実際には、十歩進んで八歩戻るくらいの進み方だった。

赤羽は学校で勧誘を続けた。

「フェンシング体験会! 日曜! 商店街!」

一組の廊下で声を張る赤羽を見て、俺は三組の入り口からため息をついた。

「選挙演説か」

「朔もやれよ!」

「俺がやったら逆に人が減る」

「そんなことないって!」

「俺は自分の宣伝力を正しく理解している」

「じゃあ、朔は朔の言葉で言えばいいだろ」

赤羽はそう言って、チラシを俺に渡した。

簡単に言う。

朔の言葉で。

俺の言葉なんて、だいたい「別に」と「まあ」と「どうせ」でできている。

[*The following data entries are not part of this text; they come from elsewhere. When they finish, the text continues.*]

PR #3949, opened 2026-08-15
feat(gifts): gift any tier, and consume it a month at a time

JustMaier:
Gifts stop being "a coupon for the tier you already have" and become **N months of a tier, consumed one month at a time**.

The mod team's reaction to the membership article was *"why do I have to match the tier they have, and how do I even know what tier they have?"* — that restriction existed because a 100%-off coupon discounts whatever subscription it lands on, so a "bronze" gift on a gold subscription was a free **gold** month.

**Not ready to merge — @Luis, this wants your eyes on the money path before it goes anywhere.** Design doc is in the private `_local` repo (`docs/plans/2026-08-14_gift-membership-stripe-audit.md`), with the full Stripe capability audit and every measurement behind the decisions below.

## What changes for a user

Anyone can gift any tier to anyone. The gift no longer applies itself — the recipient gets a queue and accepts explicitly. One rule decides what accepting does, computed server-side from their membership at that moment:

> **Gift tier ≥ yours (or you have no membership) → free months at the gift's tier.
> Gift tier < yours → the gift's cash value comes off your next N bills.**

No downgrade is ever offered, and there is no branch where value is wasted.

## Why month-at-a-time

A single `duration_in_months: 3` coupon ties the whole gift to one subscription surviving. Cancel after month 1 and the other two months evaporate — nobody refunded, nobody served.

**Measured on a Stripe test clock**: armed a gifted month, cancelled at period end, advanced past it. The final cycle invoice never happened and the month was never returned.

So `monthsRemaining` lives on our row and **only one month is ever live in Stripe**, as a `duration: 'once'` coupon. That gives us, for free:

- Cancelling mid-gift is recoverable — the months still owed become a free subscription at the gift's tier (`honorGiftResidualsForUser`).
- Two gifts never contend for Stripe's single discount slot, so no queueing machinery, no subscription schedules, no merged coupons.
- A holder who changes tier mid-gift just gets a different arming decision next month.

**A month counts as consumed when an invoice has used it, never when it is armed.** An armed month on a subscription that gets cancelled first is never used, and counting at arm time would silently eat it.

## Verified against Stripe test mode, not just mocks

API version `2022-11-15`, real subscriptions and test clocks, everything torn down afterwards.

| | Result |
|---|---|
| Bronze cash value applied to a **gold** subscription | 5000 → **4000** |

人を前に押し出す燃料としては、かなり性能が低い。

それでも、三組で何人かに声をかけた。

「日曜、商店街でフェンシングの体験会ある。防具つけるし、剣も軽い。やるだけなら無料」

「青山が説明すると、なんか安全そう」

前の席の男子が言った。

「どういう意味」

「赤羽が言うと楽しそうだけど、勢いが怖い」

「正しい認識だな」

「青山が言うと、やっても大丈夫そう」

大丈夫そう。

俺はチラシを見た。

『可能性は売ってない。でも、体験はできます。』

俺みたいな人間が、誰かに「大丈夫そう」と思わせられるなら、それはそれで役に立つのかもしれない。

役に立つ。

その言葉も、少しむずがゆい。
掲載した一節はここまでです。